What you need to do: For this task, retype the records below exactly.

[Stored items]

PR #1081, opened 2024-07-24
[vpj][server] Fix DELETE handling in TTL repush and allow server to auto convert value level TS to field level TS

sixpluszero:
## [vpj][server] Fix DELETE handling in TTL repush and allow server to auto convert value level TS to field level TS
This PR addresses two issues related to AAWC:
(1) SIT does not fail when it tries to merge PUT with existing value level RMD record. This can happen when user enables PartialUpdate for an AA store and performs either a restart or repush.
(2) TTL Repush job does not fail when DELETE is the latest value of a key.

## How was this PR tested?

Add new integration test and modify existing integration test.
Will also try to add new unit test for more coverage.
Now we can perform repush to create a new version or just execute a cluster wise restart to pick up the PU config change (the restart case it not ideal, there should be a future PR to refactor ParitalUpdate config to become a version aware config)

### DIFF
--- a/clients/da-vinci-client/src/main/java/com/linkedin/davinci/replication/merge/MergeConflictResolver.java
+++ b/clients/da-vinci-client/src/main/java/com/linkedin/davinci/replication/merge/MergeConflictResolver.java
@@ -312,15 +312,14 @@ public class MergeConflictResolver {
       long newValueSourceOffset,
       int newValueSourceBrokerID,
       int newValueSchemaID) {
-    if (!(oldTimestampObject instanceof GenericRecord)) {
-      throw new IllegalStateException(
-          "Per-field RMD timestamp must be a GenericRecord. Got: " + oldTimestampObject + " and store name is: "
-              + storeName);
+
+    if (oldTimestampObject instanceof GenericRecord) {
+      final GenericRecord oldValueFieldTimestampsRecord = (GenericRecord) oldTimestampObject;
+      if (ignoreNewPut(oldValueSchemaID, oldValueFieldTimestampsRecord, newValueSchemaID, putOperationTimestamp)) {
+        return MergeConflictResult.getIgnoredResult();
+      }
     }
-    final GenericRecord oldValueFieldTimestampsRecord = (GenericRecord) oldTimestampObject;
-    if (ignoreNewPut(oldValueSchemaID, oldValueFieldTimestampsRecord, newValueSchemaID, putOperationTimestamp)) {
-      return MergeConflictResult.getIgnoredResult();
-    }
+
     final SchemaEntry mergeResultValueSchemaEntry =
         mergeResultValueSchemaResolver.getMergeResultValueSchema(oldValueSchemaID, newValueSchemaID);
     /**
--- a/clients/venice-push-job/src/main/java/com/linkedin/venice/hadoop/input/kafka/ttl/VeniceRmdTTLFilter.java
+++ b/clients/venice-push-job/src/main/java/com/linkedin/venice/hadoop/input/kafka/ttl/VeniceRmdTTLFilter.java
@@ -17,6 +17,7 @@ import com.linkedin.venice.schema.rmd.RmdUtils;
 import com.linkedin.venice.schema.rmd.RmdVersionId;
 import com.linkedin.venice.serializer.RecordDeserializer;
 import com.linkedin.venice.serializer.RecordSerializer;
+import com.linkedin.venice.utils.AvroSchemaUtils;
 import com.linkedin.venice.utils.VeniceProperties;
 import com.linkedin.venice.utils.concurrent.VeniceConcurrentHashMap;
 import java.io.IOException;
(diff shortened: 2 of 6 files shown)


clients/venice-push-job/src/main/java/com/linkedin/venice/hadoop/input/kafka/ttl/VeniceRmdTTLFilter.java
```diff
@@ -96,6 +96,14 @@ boolean filterByTTLandMaybeUpdateValue(final INPUT_VALUE value) {
     if (rmdTimestampType.equals(RmdTimestampType.VALUE_LEVEL_TIMESTAMP)) {
       return (long) rmdTimestampObject <= filterTimestamp;
     }
+    ByteBuffer valuePayload = getValuePayload(value);
+    if (valuePayload == null || valuePayload.remaining() == 0) {
+      /**
+       * We do not need check the field level TS for DELETE. If a field has TS older than TTL, it does not matter as it
+       * will still be overwritten by new PUT/UPDATE.
+       */
+      return false;
```
nisargthakkar, line 105: I think we should still filter it out for Auto-purge use-cases. We should not even keep the keys around if a record is expected to be auto-purged

sixpluszero: Yeah, I was struggling on that to make a decision because I basically think that's fine. If you think we should be strict and clear about this I can update the PR.

mynameborat: Isn't the behavior prior this is, the store can potentially drop the newer update depending on the delete timestamp in which case, the filtered record exists in the store as tombstone but now, the records will be filtered by the TTL push and the newer update from RT with older timestamp can potentially be accepted due to lack of RMD resulting in behavioral change?

clients/da-vinci-client/src/main/java/com/linkedin/davinci/replication/merge/MergeConflictResolver.java
```diff
@@ -312,15 +312,14 @@ private MergeConflictResult mergePutWithFieldLevelTimestamp(
...
-    }
-    final GenericRecord oldValueFieldTimestampsRecord = (GenericRecord) oldTimestampObject;
-    if (ignoreNewPut(oldValueSchemaID, oldValueFieldTimestampsRecord, newValueSchemaID, putOperationTimestamp)) {
-      return MergeConflictResult.getIgnoredResult();
+
+    if (oldTimestampObject instanceof GenericRecord) {
+      final GenericRecord oldValueFieldTimestampsRecord = (GenericRecord) oldTimestampObject;
+      if (ignoreNewPut(oldValueSchemaID, oldValueFieldTimestampsRecord, newValueSchemaID, putOperationTimestamp)) {
+        return MergeConflictResult.getIgnoredResult();
+      }
```
mynameborat, line 320: Just by the virtue of not throwing an exception for non generic per-field RMD, sufficient for converting the value level TS to field level TS?

I don't have a clear picture on what takes precedence and how one overrides another by removing this check. Feel free to point me to code blocks that explain the behavior.

clients/venice-push-job/src/main/java/com/linkedin/venice/hadoop/input/kafka/ttl/VeniceRmdTTLFilter.java
sixpluszero: Hmm, my take is: 
1. Prior to this change, the push job will died because of exception. Not working at all. 
2. After the change, prior to Nisarg's suggestion: If final resolved value is a DELETE with higher TS than TTL, then it will be kept, and a PUT with TTL < TS < DELETE TS will still be dropped. If DELETE TS < TTL, for current code change it will be kept, but due to the fact that rewind PUT TS should be > TTL as how we configured TTL time and rewind time for TTL repush, then new PUT should be kept as expected.
3. If I take in Nisarg's change, it will try its best to remove DELETE with TS < TTL as well. This should look cleaner in theory.

clients/da-vinci-client/src/main/java/com/linkedin/davinci/replication/merge/MergeConflictResolver.java
sixpluszero: Yes, there is a code below to actually perform auto conversion:
createOldValueAndRmd in which it calls:
    // RMD record should contain a per-field timestamp and it should use the RMD schema generated from
    // mergeResultValueSchema.
    oldRmdRecord = convertToPerFieldTimestampRmd(oldRmdRecord, oldValueRecord);

clients/venice-push-job/src/main/java/com/linkedin/venice/hadoop/input/kafka/ttl/VeniceRmdTTLFilter.java
sixpluszero: Addressed the issue in the latest commit. 
I thought about iterating over RMD timestamp fields but that looks not clean. 
Since it is offline flow logic, I ended up creating a default record with old DELETE timestamp for it to go through the below DELETE flow with TTL timestamp, which essentially the same. It is only used to determine whether such record should be kept or not, this default value won't be emitted as the result.

nisargthakkar (approved):
LGTM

Solution to the exercise:
PR #1081, opened 2024-07-24
[vpj][server] Fix DELETE handling in TTL repush and allow server to auto convert value level TS to field level TS

sixpluszero:
## [vpj][server] Fix DELETE handling in TTL repush and allow server to auto convert value level TS to field level TS
This PR addresses two issues related to AAWC:
(1) SIT does not fail when it tries to merge PUT with existing value level RMD record. This can happen when user enables PartialUpdate for an AA store and performs either a restart or repush.
(2) TTL Repush job does not fail when DELETE is the latest value of a key.

## How was this PR tested?

Add new integration test and modify existing integration test.
Will also try to add new unit test for more coverage.
Now we can perform repush to create a new version or just execute a cluster wise restart to pick up the PU config change (the restart case it not ideal, there should be a future PR to refactor ParitalUpdate config to become a version aware config)

### DIFF
--- a/clients/da-vinci-client/src/main/java/com/linkedin/davinci/replication/merge/MergeConflictResolver.java
+++ b/clients/da-vinci-client/src/main/java/com/linkedin/davinci/replication/merge/MergeConflictResolver.java
@@ -312,15 +312,14 @@ public class MergeConflictResolver {
       long newValueSourceOffset,
       int newValueSourceBrokerID,
       int newValueSchemaID) {
-    if (!(oldTimestampObject instanceof GenericRecord)) {
-      throw new IllegalStateException(
-          "Per-field RMD timestamp must be a GenericRecord. Got: " + oldTimestampObject + " and store name is: "
-              + storeName);
+
+    if (oldTimestampObject instanceof GenericRecord) {
+      final GenericRecord oldValueFieldTimestampsRecord = (GenericRecord) oldTimestampObject;
+      if (ignoreNewPut(oldValueSchemaID, oldValueFieldTimestampsRecord, newValueSchemaID, putOperationTimestamp)) {
+        return MergeConflictResult.getIgnoredResult();
+      }
     }
-    final GenericRecord oldValueFieldTimestampsRecord = (GenericRecord) oldTimestampObject;
-    if (ignoreNewPut(oldValueSchemaID, oldValueFieldTimestampsRecord, newValueSchemaID, putOperationTimestamp)) {
-      return MergeConflictResult.getIgnoredResult();
-    }
+
     final SchemaEntry mergeResultValueSchemaEntry =
         mergeResultValueSchemaResolver.getMergeResultValueSchema(oldValueSchemaID, newValueSchemaID);
     /**
--- a/clients/venice-push-job/src/main/java/com/linkedin/venice/hadoop/input/kafka/ttl/VeniceRmdTTLFilter.java
+++ b/clients/venice-push-job/src/main/java/com/linkedin/venice/hadoop/input/kafka/ttl/VeniceRmdTTLFilter.java
@@ -17,6 +17,7 @@ import com.linkedin.venice.schema.rmd.RmdUtils;
 import com.linkedin.venice.schema.rmd.RmdVersionId;
 import com.linkedin.venice.serializer.RecordDeserializer;
 import com.linkedin.venice.serializer.RecordSerializer;
+import com.linkedin.venice.utils.AvroSchemaUtils;
 import com.linkedin.venice.utils.VeniceProperties;
 import com.linkedin.venice.utils.concurrent.VeniceConcurrentHashMap;
 import java.io.IOException;
(diff shortened: 2 of 6 files shown)


clients/venice-push-job/src/main/java/com/linkedin/venice/hadoop/input/kafka/ttl/VeniceRmdTTLFilter.java
```diff
@@ -96,6 +96,14 @@ boolean filterByTTLandMaybeUpdateValue(final INPUT_VALUE value) {
     if (rmdTimestampType.equals(RmdTimestampType.VALUE_LEVEL_TIMESTAMP)) {
       return (long) rmdTimestampObject <= filterTimestamp;
     }
+    ByteBuffer valuePayload = getValuePayload(value);
+    if (valuePayload == null || valuePayload.remaining() == 0) {
+      /**
+       * We do not need check the field level TS for DELETE. If a field has TS older than TTL, it does not matter as it
+       * will still be overwritten by new PUT/UPDATE.
+       */
+      return false;
```
nisargthakkar, line 105: I think we should still filter it out for Auto-purge use-cases. We should not even keep the keys around if a record is expected to be auto-purged

sixpluszero: Yeah, I was struggling on that to make a decision because I basically think that's fine. If you think we should be strict and clear about this I can update the PR.

mynameborat: Isn't the behavior prior this is, the store can potentially drop the newer update depending on the delete timestamp in which case, the filtered record exists in the store as tombstone but now, the records will be filtered by the TTL push and the newer update from RT with older timestamp can potentially be accepted due to lack of RMD resulting in behavioral change?

clients/da-vinci-client/src/main/java/com/linkedin/davinci/replication/merge/MergeConflictResolver.java
```diff
@@ -312,15 +312,14 @@ private MergeConflictResult mergePutWithFieldLevelTimestamp(
...
-    }
-    final GenericRecord oldValueFieldTimestampsRecord = (GenericRecord) oldTimestampObject;
-    if (ignoreNewPut(oldValueSchemaID, oldValueFieldTimestampsRecord, newValueSchemaID, putOperationTimestamp)) {
-      return MergeConflictResult.getIgnoredResult();
+
+    if (oldTimestampObject instanceof GenericRecord) {
+      final GenericRecord oldValueFieldTimestampsRecord = (GenericRecord) oldTimestampObject;
+      if (ignoreNewPut(oldValueSchemaID, oldValueFieldTimestampsRecord, newValueSchemaID, putOperationTimestamp)) {
+        return MergeConflictResult.getIgnoredResult();
+      }
```
mynameborat, line 320: Just by the virtue of not throwing an exception for non generic per-field RMD, sufficient for converting the value level TS to field level TS?

I don't have a clear picture on what takes precedence and how one overrides another by removing this check. Feel free to point me to code blocks that explain the behavior.

clients/venice-push-job/src/main/java/com/linkedin/venice/hadoop/input/kafka/ttl/VeniceRmdTTLFilter.java
sixpluszero: Hmm, my take is: 
1. Prior to this change, the push job will died because of exception. Not working at all. 
2. After the change, prior to Nisarg's suggestion: If final resolved value is a DELETE with higher TS than TTL, then it will be kept, and a PUT with TTL < TS < DELETE TS will still be dropped. If DELETE TS < TTL, for current code change it will be kept, but due to the fact that rewind PUT TS should be > TTL as how we configured TTL time and rewind time for TTL repush, then new PUT should be kept as expected.
3. If I take in Nisarg's change, it will try its best to remove DELETE with TS < TTL as well. This should look cleaner in theory.

clients/da-vinci-client/src/main/java/com/linkedin/davinci/replication/merge/MergeConflictResolver.java
sixpluszero: Yes, there is a code below to actually perform auto conversion:
createOldValueAndRmd in which it calls:
    // RMD record should contain a per-field timestamp and it should use the RMD schema generated from
    // mergeResultValueSchema.
    oldRmdRecord = convertToPerFieldTimestampRmd(oldRmdRecord, oldValueRecord);

clients/venice-push-job/src/main/java/com/linkedin/venice/hadoop/input/kafka/ttl/VeniceRmdTTLFilter.java
sixpluszero: Addressed the issue in the latest commit. 
I thought about iterating over RMD timestamp fields but that looks not clean. 
Since it is offline flow logic, I ended up creating a default record with old DELETE timestamp for it to go through the below DELETE flow with TTL timestamp, which essentially the same. It is only used to determine whether such record should be kept or not, this default value won't be emitted as the result.

nisargthakkar (approved):
LGTM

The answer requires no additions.